# INPUT
PR #983, opened 2022-02-13
Fix build on Illumos

devnexen:


src/auth/basic/LDAP/basic_ldap_auth.cc
```diff
@@ -134,6 +134,10 @@ PFldap_start_tls_s Win32_ldap_start_tls_s;
 #include <lber.h>
 #include <ldap.h>
 
+#if _SQUID_SOLARIS_
```
rousskov, line 137: Should we generalize this to other "broken" platforms?

```suggestion
#ifndef LDAP_SECURITY_ERROR
```

rousskov (commented):
It would be nice to cite the actual build errors in the PR description so that others facing these errors can easily find this fix. If you have those compiler errors saved, please paste them there.

We can help with Markdown/commit [formatting](https://github.com/measurement-factory/anubis/blob/master/README.md#commit-message) if you would rather not deal with 72-character-lines ASCII-only restrictions and four-leading-spaces Markdown quoting.

src/auth/basic/LDAP/basic_ldap_auth.cc
devnexen: this is the only unix I stumbled across this but not against the change.

devnexen:
errors are long gone + I forgot if I compiled with clang or gcc, but it s for sure not previous declared function and undefined reference kind of errors.

rousskov:
I thought you have access to the build environment where you can easily reproduce the old errors and retest the latest fixes. If not, that is OK -- we do not _have_ to provide those errors in the commit message.

rousskov:
OK to test

rousskov (approved):

yadij (approved):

# EXERCISE
If a line in the data above contains "message", return that line.

# OUTPUT OF THE TASK
We can help with Markdown/commit [formatting](https://github.com/measurement-factory/anubis/blob/master/README.md#commit-message) if you would rather not deal with 72-character-lines ASCII-only restrictions and four-leading-spaces Markdown quoting.
I thought you have access to the build environment where you can easily reproduce the old errors and retest the latest fixes. If not, that is OK -- we do not _have_ to provide those errors in the commit message.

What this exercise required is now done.